I understand, and indeed once shared, the repugnance — horror even — of young people being forced to accept that their parents must have had sex in order to reproduce. But why does this horror also envelop non-parents? Wouldn’t you think that young people would be happy that the old folks were still getting it on — or at least wanting to (no one is denying the many barriers in our way)? Wouldn’t it give them hope for the future? That they too could lead full lives in their twilight years? But of course to think that would be to forget the first principle of youth: “I will never get old.” I don’t think this principle is necessarily voiced in quite such an absolute way. It is more of an implicit assumption. Old people are so “other”; so unlike the young that it is impossible to associate one’s own firm, unwrinkled, unblemished skin with that of a 70 year old. So how could a youngster possibly imagine that such skin might enjoy, long for, the same kind of touches from another that their young flesh does? No wonder the article attracted so few readers.

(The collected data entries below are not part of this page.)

PR #208, opened 2019-06-20
Adds RBAC aggregation for the net-attach-def

dougbtv:
Aggregates the viewing and editing for net-attach-defs to users with the view & edit roles.

reported in this BZ: https://bugzilla.redhat.com/show_bug.cgi?id=1721444

### DIFF
--- a/bindata/network/multus/002-rbac.yaml
+++ b/bindata/network/multus/002-rbac.yaml
@@ -96,3 +96,17 @@ rules:
   - update
   - patch
   - delete
+---
+apiVersion: rbac.authorization.k8s.io/v1
+kind: Role
+metadata:
+  labels:
+    rbac.authorization.k8s.io/aggregate-to-view: "true"
+  name: multus:view
+rules:
+- apiGroups: ["k8s.cni.cncf.io"]
+  resources: ["*"]
+  verbs:
+  - get
+  - list
+  - watch
--- a/bindata/network/additional-networks/crd/002-rbac.yaml
+++ b/bindata/network/additional-networks/crd/002-rbac.yaml
@@ -1,0 +1,15 @@
+---
+apiVersion: rbac.authorization.k8s.io/v1
+kind: Role
+metadata:
+  labels:
+    rbac.authorization.k8s.io/aggregate-to-view: "true"
+  name: multus:view
+rules:
+- apiGroups: ["k8s.cni.cncf.io"]
+  resources: ["*"]
+  verbs:
+  - get
+  - list
+  - watch
+
--- a/pkg/network/multus_test.go
+++ b/pkg/network/multus_test.go
@@ -50,10 +50,11 @@ func TestRenderMultus(t *testing.T) {
 	g.Expect(objs).To(ContainElement(HaveKubernetesID("DaemonSet", "openshift-multus", "multus")))
 
 	// It's important that the namespace is first
-	g.Expect(len(objs)).To(Equal(10))
+	g.Expect(len(objs)).To(Equal(11))
 	g.Expect(objs[0]).To(HaveKubernetesID("CustomResourceDefinition", "", "network-attachment-definitions.k8s.cni.cncf.io"))
 	g.Expect(objs).To(ContainElement(HaveKubernetesID("Namespace", "", "openshift-multus")))
 	g.Expect(objs).To(ContainElement(HaveKubernetesID("ClusterRole", "", "multus")))
+	g.Expect(objs).To(ContainElement(HaveKubernetesID("Role", "", "multus:view")))
 	g.Expect(objs).To(ContainElement(HaveKubernetesID("ServiceAccount", "openshift-multus", "multus")))
 	g.Expect(objs).To(ContainElement(HaveKubernetesID("ClusterRoleBinding", "", "multus")))
 	g.Expect(objs).To(ContainElement(HaveKubernetesID("DaemonSet", "openshift-multus", "multus")))


bindata/network/multus/002-rbac.yaml
```diff
@@ -63,3 +63,48 @@ subjects:
...
+kind: ClusterRole
+metadata:
+  labels: 
+    rbac.authorization.k8s.io/aggregate-to-view: "true"
+  name: multus:view
+rules:
+- apiGroups: ["apiextensions.k8s.io"]
+  resources:
+  - customresourcedefinitions
+  - customresourcedefinitions/status
```
danwinship: A multus-specific policy should not be giving people permission to view all CustomResourceDefinition objects. If that's actually needed, it should be added to the base role bindings in origin.
(Also, including the `/status` subresource explicitly should not be needed if you're not specifying different permissions from the parent resource.)

But I think this isn't needed anyway; you should be able to give people permission to view net-attach-defs without them also needing permission to view CRDs. I think.

bindata/network/multus/002-rbac.yaml
```diff
@@ -63,3 +63,48 @@ subjects:
...
+  - get
+  - list
+  - watch
+---
+apiVersion: rbac.authorization.k8s.io/v1
+kind: ClusterRole
+metadata:
+  labels: 
+    rbac.authorization.k8s.io/aggregate-to-edit: "true"
+  name: multus:edit
```
danwinship: This authorization is wrong. We only want cluster administrators to be able to create CRDs and network-attachment-definitions, and they already have that permission.

bindata/network/multus/002-rbac.yaml
```diff
@@ -63,3 +63,48 @@ subjects:
...
+- apiGroups: ["apiextensions.k8s.io"]
+  resources:
+  - customresourcedefinitions
+  - customresourcedefinitions/status
+  verbs:
+  - get
+  - list
+  - watch
+- apiGroups: ["k8s.cni.cncf.io"]
+  resources: ["*"]
```
danwinship: I don't remember all the details of how roles and bindings work, but we need to make sure that this doesn't give project admins the ability to view net-attach-defs in *other* namespaces.

squeed:
Now that I sit and think for a bit, I feel like ordinary users shouldn't be able to edit or create NetworkAttachmentDefinitions. It is a pretty wide security hole.

dougbtv:
Thanks for the input guys, good catches. I've got a new commit pushed up that limits to aggregating to only view permission (that is, it removes the aggregation to the edit permission). Additionally, it removes the overall access to custom resource definitions.

dougbtv:
Also fixed up the unit tests to look specifically for the multus:view ClusterRole and also updated the count of objects therein. I made these as incremental commits, please lmk if you'd like me to squash them and rebase, too.

squeed:
@dougbtv can you squash? Then I'll lgtm.

dougbtv:
Sure thing / No prob @squeed -- have a new-and-rebased single commit up

bindata/network/multus/002-rbac.yaml
squeed: I needs to be a Role, not a ClusterRole.

bindata/network/multus/002-rbac.yaml
```diff
@@ -63,3 +63,17 @@ subjects:
 - kind: ServiceAccount
   name: multus
   namespace: openshift-multus
+---
+apiVersion: rbac.authorization.k8s.io/v1
+kind: ClusterRole
```
squeed: As mentioned below, I believe this needs to be a Role.

dougbtv:
Thanks guys for the attention to detail on the Role vs. ClusterRole, edited per input.

bindata/network/multus/002-rbac.yaml
```diff
@@ -52,14 +52,28 @@ metadata:
 
 ---
 apiVersion: rbac.authorization.k8s.io/v1
-kind: ClusterRoleBinding
```
squeed: er, I'm confused. This is the role assigned to the service account used by the multus binary itself, right? Then I doubt you can change this. I believe that adding the new Role below you've done what you need.

dougbtv: Nice catch, this indeed should not have been changed, you're right -- all it needs is the additional Role.

dougbtv:
@squeed -- thanks for the poke, new rebased commit up with the changes to not alter the ClusterRole as directly used by Multus.

squeed:
@dougbtv all the retests in the world aren't going to work:
```
                "conditions": [
                    {
                        "lastTransitionTime": "2019-08-01T21:12:21Z",
                        "message": "Error while updating operator configuration: could not apply (rbac.authorization.k8s.io/v1, Kind=Role) /multus:view: could not create (rbac.authorization.k8s.io/v1, Kind=Role) /multus:view: the server does not allow this method on the requested resource",
                        "reason": "ApplyOperatorConfig",
                        "status": "True",
                        "type": "Degraded"
                    },
```

squeed:
@dougbtv you need to fix the rbac issues. The problem is that you're crating the Role before you're creating the CRD, I think.

dougbtv:
@squeed -- thanks for the heads up there, I'm... not sure how I missed that log entry. Thanks for picking that up for me, and for the tip, appreciate it.

dougbtv:
Pushed a rebase (let's see if the permission are any different for the CNO, now?)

But what does this mean for those of us who want to write about women as they age? We know from personal experience that these women are interesting, have lived long — and sometimes colorful — lives and have stories to tell. We are these women. And no honest human story can deny the significance of sex in the way we live our lives, the way we relate to other people. But if we write these stories will they ever be seen by anyone outside our writing groups? How will they be published if the first step must be to convince a smart young editor that people will want to read this shocking tale? How can a woman at the height of her own sexual power be persuaded that there is a market for tales about those of us on the downslope of the curve?

So perhaps we are better off self-publishing. But then we are faced with a marketing dilemma. If we put a young and beautiful woman on the cover, we might reasonably be accused of false advertising. And more importantly will probably not reach the audience who will find what we have written interesting. Even Kindle books apparently require an illustration to draw in the reader. If we are brave and put those old wrinkled and age-spotted hands on the cover, will Amazon even agree to carry the book? I can’t imagine our local bookstore, with so many titles competing for space, will want it.

Oh dear. It all sounds like too much work. I’ll think I’ll go back to digging around on the internet and see who those trolls are after now. Who wants to be a writer anyway?